Quand je suis arrivé au ministère de l'Économie en juin 2007, je m'étais fixé comme objectif de simplifier l'univers complexe de l'entrepreneuriat. Avec cette idée en tête, j'ai rapidement mis en place trois groupes de travail à Bercy chargés de travailler sur trois thèmes liés à la création d'entreprises : la fiscalité, le social et le réglementaire. Ces groupes de travail composés de praticiens, entrepreneurs, avocats, notaires, experts comptables avaient des consignes claires : donner sur ces trois sujets les mesures de simplification les plus importantes et radicales à leurs yeux.
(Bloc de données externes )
PR #203, opened 2026-08-14
test(tx): cover the CometBFT log scrubs directly from internal/tx

l33tdawg:
**Draft — merge authority codex's.** Base `a2763325`. **Strictly test-only**: `git diff --name-only origin/main HEAD` returns one file, and it is a `_test.go`.

First of three splits from the closed PR #200. Ordered deliberately: this one carries **zero production risk** and cannot interact with the v11.18.11 release path.

## The hole, reproduced on *current* main

`BroadcastCometCommit` and `BroadcastCometSync` scrub the CheckTx and TxResult logs before returning them, so a compromised or hostile CometBFT endpoint cannot get attacker-controlled text into operator-visible output. Those call sites were covered **only from `web/`**.

Verified today against `a2763325`, not carried over from the earlier run:

```
neuter all 3 ScrubBroadcastText call sites in comet_commit.go
  → ./internal/tx WITHOUT this test:  ok      (the hole)
  → ./internal/tx WITH this test:     FAIL    (closed)
```

A guarantee with no direct coverage in its own package is one edit away from silently disappearing — and the package that owns it would not have noticed.

## What the tests do

Drive a real broadcast against an `httptest` server returning a CheckTx/TxResult log that contains **the actual encoded transaction hex for that submission**, then assert the surfaced text does not contain it and does carry the redaction marker.

The witness being *real* matters: a fixture whose log contains nothing scrubbable makes the assertion vacuous, and that exact mistake was made on this code before.

## Mutations, all detected

| mutation | |
|---|---|
| neuter the CheckTx log scrub | FAIL |
| neuter the TxResult log scrub | FAIL |
| neuter the sync-path scrub | FAIL |
| **keep the scrub call but unbind the encoded tx** | FAIL |

That last one is the subtle case — the call still looks right, and only a test that ties the witness to the *actual* submitted bytes can see it.

## Gates

`./internal/tx` full suite green · `-race -count=2` green · `go vet`, `gofmt` clean · working tree clean.

Two more splits follow: `pipeline_send` privacy (small production change), then the SSE event-wiring guard (touches `web/sse.go`, sequenced last to stay clear of the release).

### DIFF
--- a/internal/tx/comet_commit_log_scrub_test.go
+++ b/internal/tx/comet_commit_log_scrub_test.go
@@ -1,0 +1,240 @@
+package tx
+
+import (
+	"context"
+	"encoding/base64"
+	"encoding/hex"
+	"encoding/json"
+	"fmt"
+	"net/http"
+	"net/http/httptest"
+	"strings"
+	"sync/atomic"
+	"testing"
+)
+
+// The CheckTx and TxResult logs that BroadcastCometCommit and BroadcastCometSync
+// hand back are remote-derived text: a compromised CometBFT endpoint, or a
+// reverse proxy in front of an honest one, chooses every byte of them. They are
+// scrubbed at the call site so a hostile node cannot echo the signed transaction
+// it was just handed back into operator-visible output.
+//
+// Until these tests existed the scrub on those three fields was pinned only from
+// the web package. Deleting all three calls from comet_commit.go left the whole
+// of ./internal/tx green, so the package that owns the scrub could not detect
+// losing it. Everything below drives the real broadcasters against an httptest
+// CometBFT and asserts on what the caller actually receives.
+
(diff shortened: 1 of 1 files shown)


l33tdawg:
Independent exact-head CODE GO recorded for `687f71100e486b6e001225d2f9a00d4db2cb9343` over base `f0bb00b0270329527ae8cfd146d51e823ad537ee`. The PR remains strictly test-only; `internal/tx/comet_commit_log_scrub_test.go` is blob `c110c8da1be665463d8abca58e48aa624d8281ea`, unchanged from the reviewed version. Focused scrub regressions and full `./internal/tx` pass, and neutering the three owned `ScrubBroadcastText` sites makes the regression fail. Merge remains gated on every exact-head hosted check, including downstream Build and Byzantine.

PR #204, opened 2026-08-14
feat(cerebrum): connectome plasticity — idle synapses thin and fade (#182 step 4)

ihubanov:
## What

Adds **resting-weight plasticity** to the connectome (step 4 of #182): a synapse's *retained* strength now decays toward a floor the longer it sits idle and climbs back as it fires, keyed on `last_fired`. An idle connectome visibly settles — thinner, dimmer channels — while active circuits stay bright. "Use it or lose it."

## Why

Today every synapse renders at its raw Hebbian weight, so an edge that carried heavy traffic weeks ago reads exactly as strong as one busy this minute. The graph shows *who has ever talked to whom*, not *which circuits are alive now*. Plasticity is the missing half of the Hebbian metaphor and the thing that makes the brain look **alive at rest**.

This composes with — and is deliberately distinct from — the live firing pulse (#201): the pulse is a ~2.6s flash on a message in flight; plasticity is the slow drift of the resting weight over minutes/hours. Both ride the same synapse accessors.

## How

- `web/static/js/connectome-map.js` — new pure `synapsePlasticity(lastFiredISO, now, {halfLifeMs, floor})`: a 0..1 multiplier that halves from 1 toward `floor` every half-life (defaults 30 min / 0.15), clamped so an idle edge dims but never vanishes and clock skew never exceeds 1. The server already returns raw `count` + `last_fired` and explicitly defers time-decay to the client (`pipe_synapses.go`: *"Time-decay is left to the client"*) — this is the client honouring that contract.
- `web/static/js/mri-brain.js` — synapse width, particle count/speed, and colour alpha render `restingWeight(l) = _w * plasticity(last_fired)` instead of raw `_w`. A self-gated 30s refresh re-reads the accessors so an idle connectome keeps settling with no new events (cleared on dispose). Tunable via `opts.plasticity`.

## Determinism / safety

Frontend-only, connectome-scoped. No Go/consensus. The memory view is byte-for-byte unchanged; the pulse path (#201) is untouched — plasticity only replaces the resting `_w` term the accessors read.

## Tests

`scripts/connectome-plasticity.test.mjs`: decay-curve coverage (half-life math, monotonic + bounded `[floor,1]`, idle→floor asymptote, missing/future `last_fired`, configurable knobs) plus **scoped** mri-brain wiring assertions binding `restingWeight` through the width and colour accessors. Mutation-verified: reverting the width term to raw `_w` fails the suite. Full `npm test` green (308).

## Verification

Rendered headless (Chromium/SwiftShader) against a synthetic swarm spanning fresh→ancient `last_fired`: fresh channels read thick and bright, idle ones (hours/days) thin and dim toward the floor — a clear at-rest gradient, with the memory view unaffected.

## Context

Step 4 of the connectome arc in #182 (after #181 endpoint, #188 view, #201 live firing). Half-life/floor are tunable — happy to adjust to your eye.

### DIFF
--- a/package.json
+++ b/package.json
@@ -9,7 +9,7 @@
   },
   "scripts": {
     "check:js": "node scripts/check-static-js.mjs",
-    "test": "npm run check:js && node --test scripts/access-controls-ui.test.mjs scripts/appv23-linked-message-ui.test.mjs scripts/appv23-policy.test.mjs scripts/bulk-sequence.test.mjs scripts/cerebrum-shell.test.mjs scripts/chrome-extension-contract.test.mjs scripts/connectome-mapping.test.mjs scripts/mode-hull.test.mjs scripts/domain-inventory.test.mjs scripts/federation-acceptance-contract.test.mjs scripts/federation-flow.test.mjs scripts/federation-peer-capabilities.test.mjs scripts/federation-route-state.test.mjs scripts/filter-codeql-sarif.test.mjs scripts/governance-retry.test.mjs scripts/release-recovery-workflow.test.mjs scripts/release-workflow.test.mjs scripts/restart-proof.test.mjs scripts/task-reorder.test.mjs scripts/update-banner.test.mjs scripts/version-alignment.test.mjs"
+    "test": "npm run check:js && node --test scripts/access-controls-ui.test.mjs scripts/appv23-linked-message-ui.test.mjs scripts/appv23-policy.test.mjs scripts/bulk-sequence.test.mjs scripts/cerebrum-shell.test.mjs scripts/chrome-extension-contract.test.mjs scripts/connectome-mapping.test.mjs scripts/connectome-plasticity.test.mjs scripts/mode-hull.test.mjs scripts/domain-inventory.test.mjs scripts/federation-acceptance-contract.test.mjs scripts/federation-flow.test.mjs scripts/federation-peer-capabilities.test.mjs scripts/federation-route-state.test.mjs scripts/filter-codeql-sarif.test.mjs scripts/governance-retry.test.mjs scripts/release-recovery-workflow.test.mjs scripts/release-workflow.test.mjs scripts/restart-proof.test.mjs scripts/task-reorder.test.mjs scripts/update-banner.test.mjs scripts/version-alignment.test.mjs"
   },
   "repository": {
     "type": "git",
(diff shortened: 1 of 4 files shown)


l33tdawg (changes requested):
CODE NO-GO at exact head 53ef9d90f5b1db3abfb640924c5f2f857bbffe4b. The current suite does not mutation-pin three advertised production behaviors: (1) linkParticlesFor can be reverted from restingWeight(l) to raw _w, (2) linkParticleSpeedFor can be reverted from restingWeight(l) to raw _w, and (3) the 30s refresh can drop .linkDirectionalParticles(linkParticlesFor); scripts/connectome-plasticity.test.mjs still passes 12/12 in each combined mutation. Add scoped assertions/behavioral tests that both particle accessors use restingWeight with no raw _w fallback and that the timer reapplies linkDirectionalParticles. Full npm test is otherwise 308/308 and hosted gates are green on this rejected head.

ihubanov:
Fixed at `95cfe5c5`. Added the three scoped assertions and mutation-verified each against the exact mutations you named:

- **`linkParticlesFor`** must render `restingWeight(l)*5` with no `(l._w||0)*5` fallback → reverting it to raw _w: **fail** (14/1).
- **`linkParticleSpeedFor`** must render `restingWeight(l)*0.02` with no raw fallback → reverting: **fail** (14/1).
- **`startPlasticityDecay`** must contain `.linkDirectionalParticles(linkParticlesFor)` → dropping it from the refresh: **fail** (14/1).

Restored → 15/15. Full `npm test` green (311). You were right that width+colour alone left the two particle accessors and the timer's particle re-application unpinned — a reader could have silently reverted them and kept an idle synapse firing particles at full historical rate. Thanks for running the combined mutations.

l33tdawg (approved):
CODE GO at exact head 95cfe5c5e0c89220e70adb81e25c9f6b15850c0a over exact base a70e1bb9249d2f03cfe5032dbb84dcf860e68dd4. Delta from rejected head is test-only. Independent mutations reverting particle count, reverting particle speed, or removing timer particle refresh each fail the new contract. Focused plasticity+mapping 37/37 and x10 pass. Approval is exact-head code review only; merge remains blocked until every replacement-head hosted CI, CodeQL, native, consensus, Build, and Byzantine gate is green.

Les travaux ont été rendus fin 2007 et au premier rang des propositions, celle qui est apparue comme la plus “nécessaire” était la création d'un régime simplifié d'activité. Nous avons ensuite mis en place un nouveau groupe de travail, nommé un expert, en l'occurrence François HUREL à l'époque (Ndlr : aujourd'hui président de l'UAE, l'Union des auto-entrepreneurs), afin qu'il rédige un rapport sur la création d'un régime simplifié d'entreprise. Ce travail m'a servi notamment à convaincre les administrations en charge de valider le bien-fondé du projet. Une fois cette “étape” passée, nous avons adapté ledit rapport à la sauce du cabinet : nous avons rapidement mis en place une immatriculation en ligne et la fusion des prélèvements sociaux et fiscaux, sujet révolutionnaire à l'époque.
Au départ, nous voulions donc aider les personnes qui souhaitaient créer une entreprise à mettre le pied à l'étrier en minimisant les risques notamment grâce à la règle : “pas de chiffre d'affaires, pas de charges”. Il y avait une idée de pouvoir tester son activité finalement.
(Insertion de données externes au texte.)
PR #205, opened 2026-08-14
feat(cerebrum): connectome neurogenesis + pruning (#182 step 5)

ihubanov:
## What

Adds the final rung of the brain metaphor (#182 step 5): **neurogenesis** (new agents grow in) and **pruning** (dormant agents grey out).

- **Neurogenesis** — an agent whose id was absent from the previous snapshot is stamped `_bornAt` and briefly swells + flares toward a bright accent as it grows in, then settles, so a newly-registered agent reads as a cell being born rather than blinking into place.
- **Pruning / apoptosis** — a neuron greys toward the existing challenged/deprecated grey in proportion to how long its circuit has been silent, so live agents stand out and a cold swarm visibly recedes.

## Why

The view shows every registered agent at equal presence whether it just joined or has gone silent for days. Neurogenesis and pruning are the two remaining halves of the "agent = neuron" metaphor and the thing that makes the swarm's *lifecycle* legible — who's new, who's alive, who's cold.

## How

Both are derived **client-side from data already in the payload — no endpoint change**.
- `web/static/js/connectome-map.js`: `mapConnectome` now carries per-neuron `_activity` (the most recent `last_fired` across its incident synapses). New pure primitives: `neuronDormancy(activityISO, now, {liveMs, coldMs})` → a 0..1 grey factor ramping from lively (fired within `liveMs`, default 1h) to fully dormant (idle past `coldMs`, default 12h; a neuron that never fired is dormant); and `createNeuronBirthTracker()` — first snapshot seeds the baseline, later snapshots return only newly-appeared ids (mirrors the existing `createConnectomeActivityTracker`).
- `web/static/js/mri-brain.js`: neuron colour greys by dormancy and flares on birth, `nodeVal` adds a transient birth swell, and a self-gated 30s refresh lets dormancy drift with no new events (cleared on dispose). Tunable via `opts.neuronDormancy`.

## Determinism / safety

Frontend-only, connectome-scoped. No Go/consensus. The memory view is byte-for-byte unchanged.

## Tests

`scripts/connectome-neurogenesis.test.mjs`: dormancy ramp (bounds, linearity, never-fired→dormant, configurable thresholds), birth-tracker diff (baseline seed, new-only, re-registration, reset), `_activity` mapping, plus **scoped** mri-brain wiring assertions binding the grey/birth render. Mutation-verified: stripping the dormancy grey blend fails the suite. Full `npm test` green (310).

## Verification

Rendered headless (Chromium/SwiftShader): the connectome renders cleanly with agents active within the last hour at full domain colour and agents idle for days greyed toward the deprecated grey; the effect scales with how cold the swarm is. Neurogenesis is a ~3s transient flare on a newly-appearing id, covered by the birth-tracker + wiring tests.

## Context

Completes the connectome arc in #182 (#181 endpoint, #188 view, #201 live firing, plus #204 plasticity). Independent of #204 (that PR decays edge weight; this greys nodes) though both touch the same files — happy to rebase whichever lands second. Thresholds tunable to taste.


l33tdawg (changes requested):
CODE NO-GO at exact head 3bbe1fd2f9e31f4d95fdcd2c0b279597534e5e29. Blocking findings: (1) successful agent registration emits the existing agent SSE event, but the connectome view subscribes only to remember/forget/connectome; the new 30s interval only recolors already-loaded nodes, so a newly registered silent agent cannot appear/grow until unrelated activity or reload. Add a self-gated authorized refetch on committed agent registration with cleanup/in-flight/error coverage. (2) Current tests survive deleting markConnectomeBirths(d) and replacing the actual dormancy RGB/alpha blend with no-ops; add behavioral or tightly scoped production wiring tests that fail both mutations. (3) mapConnectome compares variable-precision RFC3339Nano strings lexically, so e.g. ...00.1Z incorrectly sorts after the later ...00.12Z; parse/normalize timestamps and add a fractional-precision regression. Focused 14/14, check:js, full npm 310/310, and all hosted checks pass on this rejected head.

ihubanov:
Fixed all three at `04c86b9e` (rebased on current main).

**(1) Neurogenesis now fires live.** Added a `sse.on('agent', …)` subscription that, connectome-gated and debounced, refetches through the existing `load()` path — so a committed registration re-runs `markConnectomeBirths` and the new agent grows in. `load()` owns in-flight coalescing + the unavailable/retry path, and the debounce timer is cleaned up with the other subs, so a dropped/failed registration refetch never leaves the view mid-birth.

**(2) Both mutations now fail.** Extracted the neuron colour into a pure `neuronTint(domainRGB, deg, dorm, birth)` unit-tested by numbers (dorm=1 → exactly [108,120,145] at α0.30; birth=1 → flares to the accent at α0.9) — a no-op blend fails the numbers, not just a grep. And I now assert `markConnectomeBirths` is invoked in **both** load paths, so deleting either call site fails. (Also pinned the two timer re-applications — dormancy→nodeColor, birth→nodeVal+nodeColor — which I'd left unpinned.)

**(3) Timestamp bug fixed.** `_activity` now compares via a parsed-epoch `isLater()` instead of lexically, with a regression proving `…00.12Z` (120ms) beats `…00.1Z` (100ms) rather than losing to it lexically.

Mutation-verified each: deleting the birth call, no-op'ing the dormancy blend, dropping the dormancy recolor, removing the `agent` subscription, and reverting `isLater` to a lexical compare each fail the suite; restored → 24/24. Full `npm test` 320/320, render re-verified (no regression from the tint refactor). Thanks — the live-registration gap especially was a real hole.

l33tdawg:
Additional exact blocker in the same owned file: the shipped #201 diffConnectomeActivity path also compares variable-precision RFC3339Nano last_fired strings lexically. The authorized Claude independently reproduced real precision-length variance and the resulting rare missed-pulse direction. Please make the parsed/normalized instant comparison shared by both _activity selection and diffConnectomeActivity, and add regressions for mixed fractional precision in both paths. This keeps the fix in #205 existing connectome-map.js lane and avoids a conflicting parallel PR.

ihubanov:
Done — the instant comparison is now shared by both paths, in this PR's lane.

- `isLater(a, b)` (parsed-epoch) is the single comparator: `mapConnectome` `_activity` selection and the shipped `diffConnectomeActivity` both use it, so neither compares RFC3339Nano lexically anymore.
- The #201 `diffConnectomeActivity` bug is real in **both** directions and now regression-covered: a later `…00.12Z` vs baseline `…00.1Z` (same count) is a MISSED pulse under lexical compare (`.12Z` < `.1Z` as strings) — now detected; and the reverse (`…00.1Z` after `…00.12Z`) is a PHANTOM pulse under lexical compare — now correctly ignored.

Mutation-verified: reverting either `isLater` or the `diffConnectomeActivity` comparison to a lexical `>` fails the suite (tests 25/26); restored → 26/26 in this file, full `npm test` 322/322. No parallel PR — it stays in `connectome-map.js`.

l33tdawg (changes requested):
CODE NO-GO at exact head 2ae7cfeb22e94d650b7defa458d1d0e232f44fbe. Prior registration-reload and mutation-coverage blockers are closed, but isLater uses Date.parse, which truncates RFC3339Nano to milliseconds. Exact witness: 2026-08-14T12:00:00.000000002Z is later than ...000000001Z, yet Date.parse values are equal; isLater returns false and diffConnectomeActivity with equal counts emits no pulse. Normalize RFC3339Nano to an exact sortable representation such as validated epoch seconds plus right-padded 9-digit fractional nanos, use it for both diffConnectomeActivity and neuron _activity, and add same-millisecond nanosecond mixed-precision forward/backward regressions. Focused 48/48, check:js, and full npm 322/322 otherwise pass on this rejected head.

ihubanov:
Fixed at exact-head. `isLater` no longer routes precision through `Date.parse`:

- New `instantKey(iso)` normalizes to your specified exact-sortable form — **validated epoch seconds + a right-padded 9-digit nanosecond string**. `Date.parse` is applied ONLY to the fraction-stripped instant (an exact whole second); every sub-second digit up to nanoseconds is preserved separately, so `…000000002Z` sorts after `…000000001Z` where `Date.parse` flattens them equal.
- `isLater` compares seconds, then the fixed-width nanos string (lexical === numeric at equal width). Shared by both `diffConnectomeActivity` and `_activity` — single comparator.
- Regressions added: your exact witness (2ns vs 1ns, same ms) both directions on `isLater`; a nanosecond-only `diffConnectomeActivity` pulse (forward = real pulse, backward = no phantom); plus a sanity assert that `Date.parse` genuinely can't tell the witness apart.

Mutation-verified: dropping the nanosecond tiebreak fails the sub-ms + mixed-precision regressions; restored → full `npm test` 324/324.

l33tdawg (changes requested):
CODE NO-GO at exact head fbf286e2cbd99400c559223bca2f69fd698fd0ef. Nanosecond ordering and all prior wiring/mutation gaps are closed. Remaining blocker: instantKey promises null for invalid RFC3339Nano but relies on permissive Date.parse. This head accepts impossible 2026-02-30T00:00:00Z, a space separator, missing-zone fractional timestamps, and more than 9 fractional digits; against an earlier valid baseline these can be treated as later, replace neuron _activity, or emit a false pulse. Add strict RFC3339Nano validation before normalization: required T, explicit Z or valid offset, 1-9 fractional digits, and real calendar/time fields. Add forward regressions proving malformed next values never fire or replace _activity, plus pin the intended valid-future behavior. Focused 50/50, Date.parse mutation fails 2 tests, check:js, and full npm 324/324 otherwise pass.

ihubanov:
Fixed at exact-head. `instantKey` now validates strictly BEFORE trusting anything to `Date.parse`:

- Shape regex requires the `T` separator, 1-9 fractional digits (rejects a bare dot and >9 digits), and an explicit `Z` or `±HH:MM`; offset fields are range-checked.
- Real calendar/time validation: month 1-12, hour ≤23, min/sec ≤59, and day ≤ days-in-month (leap-aware) — so `Date.parse`'s roll-over of impossible dates can't sneak through.
- All your witnesses now return null: `2026-02-30T00:00:00Z`, month 13, space separator, missing-zone fractional, >9 digits, hour 25, offset +25:00, no-zone, non-RFC3339.

Regressions: strict rejection of each malformed form; a malformed **next** never fires (baseline early-in-year so the rolled-later impossible date would fire if trusted) and never replaces `_activity`; and the intended valid-future ordering is pinned. Mutation check: dropping the calendar-day validation fails **3** tests (rejection + malformed-fire + malformed-replace), restored → full `npm test` 328/328.

l33tdawg:
PR #204 has now merged as protected-main commit 09c741b478c7f048fd795fa6a87005bfc6d76b80 and overlaps these connectome files. Please incorporate the strict RFC3339Nano validation fix and refresh #205 onto current main in the same replacement head; resolve composition with #204 rather than force-pushing another head on the old a70e1bb9 base.

ihubanov:
Refreshed onto current main (post-#204, `09c741b`). The two PRs overlapped in `mri-brain.js` (imports, the connectome refresh timers, cleanup, the legend caption) and `package.json` (test list) — all resolved additively: plasticity's synapse-accessor refresh and neurogenesis's birth/dormancy timers coexist, both test files run, and the caption now carries both the plasticity and the grow-in/grey-out lines. The strict RFC3339Nano validation fix is included. Full `npm test` 343/343 on the rebased head.

l33tdawg (approved):
CODE GO at exact head 5773a3bb1816bd5ed11502eab6392fb11de3d84e over exact protected main 09c741b478c7f048fd795fa6a87005bfc6d76b80. Rebase preserves #204 plasticity and all #205 registration, birth/dormancy, strict RFC3339Nano, and exact nanosecond closures. Combined focused 69/69, check:js 29, full npm 343/343 pass; cross-feature mutations fail. Approval is exact-head code review only; do not merge until every exact-head CI, CodeQL, native, consensus, Build, and Byzantine gate succeeds.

Mais très vite, deux typologies d'utilisation de l'auto-entreprise sont apparues, avec pour fondement deux volontés complètement différentes :
- Le projet de création d'entreprise à proprement parler
- Le souhait de compléter ses revenus : par exemple le retraité, le salarié, l'étudiant désirant arrondir leurs fins de mois
Rapidement le succès a dépassé la seule simplification qui en avait été le but initial. Je me rappelle avoir inauguré en octobre 2008 un salon des TPE/PME dans lequel un stand sur l'auto-entreprise renseignait déjà sur le sujet alors que le régime n'existait pas encore officiellement !
Une queue interminable se tenait dans le salon pour venir découvrir ce nouveau mode d'entrepreneuriat. Je me suis dit qu'il se passait quelque chose.
On a créé un site internet dans la foulée, toujours avant la mise en place officielle du dispositif : 30 000 personnes se sont inscrites pour se renseigner en quelques semaines… Je me suis rapidement rendu compte que ce que nous avions créé répondait à des enjeux sociaux plus grands.